Yigong Shi is the Founding President of Westlake University and a professor in the School of Life Sciences. He received his Bachelor’s Degree in Biology with highest honors from Tsinghua University in 1989 and his Ph.D. in Biophysics from Johns Hopkins University School of Medicine in 1995. Following postdoctoral research at the Memorial Sloan-Kettering Cancer Center, he joined the faculty of Princeton University as an Assistant Professor in 1998, was promoted to Full Professor in 2003, and was named the Warner-Lambert/Parke-Davis Professor of Molecular Biology in 2007. In 2008, he resigned from Princeton University and returned to Tsinghua University, where he contributed to the development of its biomedical research community for a decade. In April 2018, he was elected as the Founding President of Westlake University.

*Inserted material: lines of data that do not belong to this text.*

Issue #120, opened 2020-07-10
CRN Species Overhaul


WilliamIX:
@zoltuz is currently working on a CRN Reaction overhaul. At some point, I think we will need to do something similar for Species. 

## Design Question 1: Should CRN Species should be "univerisal" pointers ie if two Species are equivalent, they point to the same object?

Recapping a discussion with @zoltuz : the issue is that multiple Species objects (different python pointers) can be the same in terms of their defined `==` functionality due to their string representation. For example:

`S1, S2 = Species("S"), Species("S")` are two distinct objects which will be viewed as equal `S1 == S2` ==> `True`

However, if I now change S1, like `S1.material_type = "m"`, `S1 == S2` ==> `False`. Importantly, S1 is a different pointer than S2 and thereby does not effect S2. 

_In other words, does it make sense for changing S1 to also change S2 if S1 is created so that it is equal to S2? The use case here is that I compile a CRN and then change some species in that CRN. This change can then propagate back through the entire compiled CRN. In the current implementation, this will definitely not occur consistently because many equivalent species are constructed as different python objects._

## Design Question 2: How can we represent species with multiple binding sites (eg a long piece of DNA) to easily create bound Complexes where a binding Species binds to a specific Site? Does this require new representations of species beyond the string representation we currently use?

In particular, I am referencing a discussion in https://github.com/BuildACell/BioCRNPyler/pull/102 where Andrey and I discuss how to use Species to represent binding positions on a greater piece of DNA. I will reiterate the example the discussed in the PR as well as a crucial issue Andrey brought up that seems to imply we need an overhaul.

**Basic Idea:**
Introduce a new Species class SubSpecies(Species). SubSpecies can ONLY exist inside a ScaffoldSpecies (there is probably a better name) which is effectively an OrderedComplexSpecies made up of SubSpecies. Importantly, SubSpecies know about their containing ScaffoldSpecies and use it's name. However, when a SubSpecies is passed into ComplexSpecies or OrderedComplexSpecies, the resulting Species object is automatically placed inside of the ScaffoldSpecies which contains the Subspecies.

I will illustrate this with an example of two binding sites B1 and B2 in a polymer P which can be bound to A1 and A2, respectively. Note that this is a combinatorial system with 4 possible states.

`A1, A2 = Species("A2"), Species("A1")`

Shi’s research focuses on structural biology, with emphasis on the mechanisms of programmed cell death (apoptosis) and pre-mRNA splicing. His work has elucidated high-resolution structures of key molecular complexes, including components of the spliceosome and apoptosome. He has received numerous honors, including the 2003 Irving Sigal Young Investigator Award, the 2010 Sackler Prize in Biophysics, the 2014 Gregori Aminoff Prize in crystallography, the 2017 Future Science Prize in Life Sciences, the 2020 Tan Kah Kee Science Award, and the UNESCO-Equatorial Guinea International Prize for Research in the Life Sciences. Shi is an Academician of the Chinese Academy of Sciences, a Fellow of the American Association for the Advancement of Science, an Honorary Foreign Member of the American Academy of Arts and Sciences, a Foreign Associate of the European Molecular Biology Organization, and a Foreign Associate of the US National Academy of Sciences. He has published extensively in leading journals such as Cell, Nature, and Science, advancing understanding of fundamental biological processes with implications for disease research.